- _Exercise objective_:
Under this line are the records; write out word for word the part that begins at the line containing "PR #1255, opened 2023-07-19" and ends at the line containing "-23,25 +23,23 @@", and no more.

Dataset entries
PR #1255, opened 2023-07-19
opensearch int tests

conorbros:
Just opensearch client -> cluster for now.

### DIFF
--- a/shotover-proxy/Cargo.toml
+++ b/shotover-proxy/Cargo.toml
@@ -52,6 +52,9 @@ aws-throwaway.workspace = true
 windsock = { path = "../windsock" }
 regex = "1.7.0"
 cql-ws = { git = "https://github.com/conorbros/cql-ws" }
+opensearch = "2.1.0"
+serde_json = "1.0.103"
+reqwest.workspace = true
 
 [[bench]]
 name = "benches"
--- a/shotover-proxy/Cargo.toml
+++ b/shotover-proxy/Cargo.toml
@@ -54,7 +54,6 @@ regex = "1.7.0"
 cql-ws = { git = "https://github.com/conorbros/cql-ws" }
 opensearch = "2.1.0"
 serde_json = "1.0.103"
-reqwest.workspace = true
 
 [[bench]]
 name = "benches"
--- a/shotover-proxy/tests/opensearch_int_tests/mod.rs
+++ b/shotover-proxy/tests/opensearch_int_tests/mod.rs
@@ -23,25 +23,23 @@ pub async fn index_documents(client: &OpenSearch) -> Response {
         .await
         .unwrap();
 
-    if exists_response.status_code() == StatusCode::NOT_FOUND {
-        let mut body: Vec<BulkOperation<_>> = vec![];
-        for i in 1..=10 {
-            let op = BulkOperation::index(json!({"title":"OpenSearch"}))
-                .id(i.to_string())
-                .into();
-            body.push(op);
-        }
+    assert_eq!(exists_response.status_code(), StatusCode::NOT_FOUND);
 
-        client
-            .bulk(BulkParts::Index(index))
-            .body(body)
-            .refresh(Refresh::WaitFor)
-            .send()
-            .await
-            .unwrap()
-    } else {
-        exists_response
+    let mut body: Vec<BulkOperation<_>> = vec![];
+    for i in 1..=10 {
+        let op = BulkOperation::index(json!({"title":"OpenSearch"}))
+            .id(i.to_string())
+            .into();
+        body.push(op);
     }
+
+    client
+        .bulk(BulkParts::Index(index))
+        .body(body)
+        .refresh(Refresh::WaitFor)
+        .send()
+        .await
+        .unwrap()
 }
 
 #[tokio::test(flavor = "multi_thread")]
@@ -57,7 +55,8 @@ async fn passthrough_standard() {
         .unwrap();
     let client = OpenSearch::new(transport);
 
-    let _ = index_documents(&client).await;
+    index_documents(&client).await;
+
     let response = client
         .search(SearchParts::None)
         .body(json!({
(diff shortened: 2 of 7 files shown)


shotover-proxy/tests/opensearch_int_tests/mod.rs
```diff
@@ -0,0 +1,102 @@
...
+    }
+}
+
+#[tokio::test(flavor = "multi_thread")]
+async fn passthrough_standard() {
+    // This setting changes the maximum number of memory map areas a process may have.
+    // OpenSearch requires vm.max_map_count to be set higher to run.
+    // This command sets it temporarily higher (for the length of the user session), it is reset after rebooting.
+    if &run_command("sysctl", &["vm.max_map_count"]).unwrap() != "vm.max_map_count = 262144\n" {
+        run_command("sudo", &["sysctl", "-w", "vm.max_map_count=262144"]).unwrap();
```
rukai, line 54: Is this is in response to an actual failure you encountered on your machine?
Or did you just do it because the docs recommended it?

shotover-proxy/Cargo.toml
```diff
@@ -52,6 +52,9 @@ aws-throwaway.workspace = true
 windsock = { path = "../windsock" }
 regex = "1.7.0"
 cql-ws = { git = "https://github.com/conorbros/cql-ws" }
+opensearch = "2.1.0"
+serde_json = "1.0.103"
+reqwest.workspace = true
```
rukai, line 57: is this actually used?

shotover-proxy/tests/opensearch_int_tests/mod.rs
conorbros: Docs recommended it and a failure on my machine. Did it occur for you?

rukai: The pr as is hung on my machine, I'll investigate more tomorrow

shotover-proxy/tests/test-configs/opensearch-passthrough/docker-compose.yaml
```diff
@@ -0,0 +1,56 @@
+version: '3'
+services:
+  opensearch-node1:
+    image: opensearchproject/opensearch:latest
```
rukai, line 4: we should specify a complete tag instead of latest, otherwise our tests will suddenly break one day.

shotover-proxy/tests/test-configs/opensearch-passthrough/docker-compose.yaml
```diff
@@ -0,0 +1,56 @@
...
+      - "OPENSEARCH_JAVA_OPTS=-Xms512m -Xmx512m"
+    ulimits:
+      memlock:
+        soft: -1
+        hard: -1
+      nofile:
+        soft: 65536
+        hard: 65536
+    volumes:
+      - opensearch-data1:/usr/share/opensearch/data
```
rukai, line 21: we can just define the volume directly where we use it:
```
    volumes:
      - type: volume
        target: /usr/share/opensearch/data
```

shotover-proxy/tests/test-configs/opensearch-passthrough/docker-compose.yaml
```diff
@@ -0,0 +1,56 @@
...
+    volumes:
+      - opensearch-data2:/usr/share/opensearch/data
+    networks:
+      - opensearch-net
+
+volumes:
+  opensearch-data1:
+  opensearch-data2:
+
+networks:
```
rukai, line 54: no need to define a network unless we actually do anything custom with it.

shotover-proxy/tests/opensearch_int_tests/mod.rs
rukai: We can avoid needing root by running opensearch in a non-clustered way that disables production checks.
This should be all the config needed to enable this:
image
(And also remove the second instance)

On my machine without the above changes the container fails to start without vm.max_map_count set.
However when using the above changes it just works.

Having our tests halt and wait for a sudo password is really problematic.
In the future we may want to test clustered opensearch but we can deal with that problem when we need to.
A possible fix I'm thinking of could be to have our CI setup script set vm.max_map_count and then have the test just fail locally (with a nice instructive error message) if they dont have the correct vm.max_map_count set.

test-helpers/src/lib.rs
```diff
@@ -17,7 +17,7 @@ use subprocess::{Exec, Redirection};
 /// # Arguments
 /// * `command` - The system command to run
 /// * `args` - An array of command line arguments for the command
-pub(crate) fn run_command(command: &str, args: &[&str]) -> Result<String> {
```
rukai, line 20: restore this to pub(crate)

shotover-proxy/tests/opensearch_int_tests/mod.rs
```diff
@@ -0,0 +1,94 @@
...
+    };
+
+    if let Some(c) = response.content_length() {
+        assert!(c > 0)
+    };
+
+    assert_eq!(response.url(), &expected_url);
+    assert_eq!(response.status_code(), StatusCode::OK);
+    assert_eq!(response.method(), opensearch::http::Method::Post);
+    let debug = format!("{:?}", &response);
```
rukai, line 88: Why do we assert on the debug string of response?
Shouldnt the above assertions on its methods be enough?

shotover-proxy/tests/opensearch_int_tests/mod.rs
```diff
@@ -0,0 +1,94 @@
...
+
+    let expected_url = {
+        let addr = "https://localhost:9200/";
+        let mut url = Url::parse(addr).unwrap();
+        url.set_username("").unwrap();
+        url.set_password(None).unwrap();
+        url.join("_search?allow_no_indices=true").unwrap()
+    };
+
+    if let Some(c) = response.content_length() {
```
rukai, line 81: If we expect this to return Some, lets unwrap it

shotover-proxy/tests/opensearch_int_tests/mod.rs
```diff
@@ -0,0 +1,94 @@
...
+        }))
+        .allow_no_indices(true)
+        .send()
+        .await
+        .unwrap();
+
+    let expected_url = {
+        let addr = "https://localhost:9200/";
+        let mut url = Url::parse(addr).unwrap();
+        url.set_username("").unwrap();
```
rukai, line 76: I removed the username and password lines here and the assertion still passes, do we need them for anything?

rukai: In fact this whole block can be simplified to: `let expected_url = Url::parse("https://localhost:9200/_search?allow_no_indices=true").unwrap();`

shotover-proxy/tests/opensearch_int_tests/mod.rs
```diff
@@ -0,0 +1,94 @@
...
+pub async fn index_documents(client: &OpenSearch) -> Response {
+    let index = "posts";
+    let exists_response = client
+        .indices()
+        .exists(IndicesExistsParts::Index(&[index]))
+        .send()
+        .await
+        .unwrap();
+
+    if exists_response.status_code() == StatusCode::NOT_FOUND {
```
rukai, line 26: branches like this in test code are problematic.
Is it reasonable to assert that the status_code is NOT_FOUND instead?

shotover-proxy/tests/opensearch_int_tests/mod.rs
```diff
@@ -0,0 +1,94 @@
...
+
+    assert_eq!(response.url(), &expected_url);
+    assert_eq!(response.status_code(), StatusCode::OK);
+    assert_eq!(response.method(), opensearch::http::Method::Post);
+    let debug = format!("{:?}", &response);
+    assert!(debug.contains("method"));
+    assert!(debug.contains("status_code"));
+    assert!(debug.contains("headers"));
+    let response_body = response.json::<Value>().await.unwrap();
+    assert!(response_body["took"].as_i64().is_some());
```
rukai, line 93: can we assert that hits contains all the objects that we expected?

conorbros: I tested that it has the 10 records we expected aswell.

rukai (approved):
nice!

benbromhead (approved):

==

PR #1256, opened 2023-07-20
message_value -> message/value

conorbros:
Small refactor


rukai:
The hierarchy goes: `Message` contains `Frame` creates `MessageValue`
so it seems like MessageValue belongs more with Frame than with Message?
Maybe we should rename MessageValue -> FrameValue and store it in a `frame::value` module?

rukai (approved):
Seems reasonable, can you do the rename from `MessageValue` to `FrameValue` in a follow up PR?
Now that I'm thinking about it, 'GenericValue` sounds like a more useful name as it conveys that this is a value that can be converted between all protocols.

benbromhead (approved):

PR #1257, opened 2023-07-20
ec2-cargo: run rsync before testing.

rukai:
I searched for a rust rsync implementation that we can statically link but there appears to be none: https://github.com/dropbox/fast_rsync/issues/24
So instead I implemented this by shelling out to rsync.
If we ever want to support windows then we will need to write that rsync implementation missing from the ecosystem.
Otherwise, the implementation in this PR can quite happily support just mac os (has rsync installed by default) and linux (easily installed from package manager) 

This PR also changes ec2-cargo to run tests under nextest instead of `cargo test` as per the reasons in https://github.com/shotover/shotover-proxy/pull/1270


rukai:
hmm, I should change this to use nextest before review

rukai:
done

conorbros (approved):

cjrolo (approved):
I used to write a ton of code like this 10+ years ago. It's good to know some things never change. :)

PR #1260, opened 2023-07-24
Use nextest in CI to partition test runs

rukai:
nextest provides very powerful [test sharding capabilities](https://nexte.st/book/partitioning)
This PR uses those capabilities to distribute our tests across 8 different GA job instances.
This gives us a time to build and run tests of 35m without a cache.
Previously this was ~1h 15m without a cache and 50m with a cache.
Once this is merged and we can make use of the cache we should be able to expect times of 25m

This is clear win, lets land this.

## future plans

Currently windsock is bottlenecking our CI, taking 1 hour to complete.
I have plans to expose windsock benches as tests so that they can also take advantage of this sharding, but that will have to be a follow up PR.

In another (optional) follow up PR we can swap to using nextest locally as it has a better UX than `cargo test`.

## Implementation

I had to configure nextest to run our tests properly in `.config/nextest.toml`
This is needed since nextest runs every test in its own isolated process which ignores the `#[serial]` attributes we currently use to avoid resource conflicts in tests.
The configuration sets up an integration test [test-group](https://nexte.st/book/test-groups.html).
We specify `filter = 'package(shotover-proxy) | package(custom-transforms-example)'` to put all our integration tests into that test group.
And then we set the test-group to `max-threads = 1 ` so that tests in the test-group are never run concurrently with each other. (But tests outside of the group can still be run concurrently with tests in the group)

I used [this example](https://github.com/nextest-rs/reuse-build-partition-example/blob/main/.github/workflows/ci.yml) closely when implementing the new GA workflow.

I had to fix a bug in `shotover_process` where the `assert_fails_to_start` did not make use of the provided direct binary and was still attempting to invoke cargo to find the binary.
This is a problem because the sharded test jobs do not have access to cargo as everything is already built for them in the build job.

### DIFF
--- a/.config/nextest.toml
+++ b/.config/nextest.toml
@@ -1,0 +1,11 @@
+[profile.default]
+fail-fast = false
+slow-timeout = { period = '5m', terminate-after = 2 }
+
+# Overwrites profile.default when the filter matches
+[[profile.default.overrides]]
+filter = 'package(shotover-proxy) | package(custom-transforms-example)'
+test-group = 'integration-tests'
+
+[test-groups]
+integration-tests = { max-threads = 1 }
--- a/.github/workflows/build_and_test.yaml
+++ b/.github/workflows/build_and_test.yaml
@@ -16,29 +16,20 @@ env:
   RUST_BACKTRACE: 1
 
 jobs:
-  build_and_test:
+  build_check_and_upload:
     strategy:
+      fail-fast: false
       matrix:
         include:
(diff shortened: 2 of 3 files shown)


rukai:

--

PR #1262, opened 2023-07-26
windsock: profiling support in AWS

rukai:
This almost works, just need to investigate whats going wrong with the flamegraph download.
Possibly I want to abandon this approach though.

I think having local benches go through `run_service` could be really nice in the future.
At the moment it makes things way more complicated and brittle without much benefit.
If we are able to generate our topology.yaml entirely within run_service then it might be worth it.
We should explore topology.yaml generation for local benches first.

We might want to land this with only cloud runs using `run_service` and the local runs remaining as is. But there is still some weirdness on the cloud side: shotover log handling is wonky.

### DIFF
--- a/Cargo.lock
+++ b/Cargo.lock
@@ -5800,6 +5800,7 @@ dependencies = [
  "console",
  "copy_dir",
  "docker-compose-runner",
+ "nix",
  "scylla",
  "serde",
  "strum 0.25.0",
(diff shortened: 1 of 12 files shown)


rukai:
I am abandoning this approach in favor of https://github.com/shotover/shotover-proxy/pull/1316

- _Answer below_:
PR #1255, opened 2023-07-19
opensearch int tests

conorbros:
Just opensearch client -> cluster for now.

### DIFF
--- a/shotover-proxy/Cargo.toml
+++ b/shotover-proxy/Cargo.toml
@@ -52,6 +52,9 @@ aws-throwaway.workspace = true
 windsock = { path = "../windsock" }
 regex = "1.7.0"
 cql-ws = { git = "https://github.com/conorbros/cql-ws" }
+opensearch = "2.1.0"
+serde_json = "1.0.103"
+reqwest.workspace = true
 
 [[bench]]
 name = "benches"
--- a/shotover-proxy/Cargo.toml
+++ b/shotover-proxy/Cargo.toml
@@ -54,7 +54,6 @@ regex = "1.7.0"
 cql-ws = { git = "https://github.com/conorbros/cql-ws" }
 opensearch = "2.1.0"
 serde_json = "1.0.103"
-reqwest.workspace = true
 
 [[bench]]
 name = "benches"
--- a/shotover-proxy/tests/opensearch_int_tests/mod.rs
+++ b/shotover-proxy/tests/opensearch_int_tests/mod.rs
@@ -23,25 +23,23 @@ pub async fn index_documents(client: &OpenSearch) -> Response {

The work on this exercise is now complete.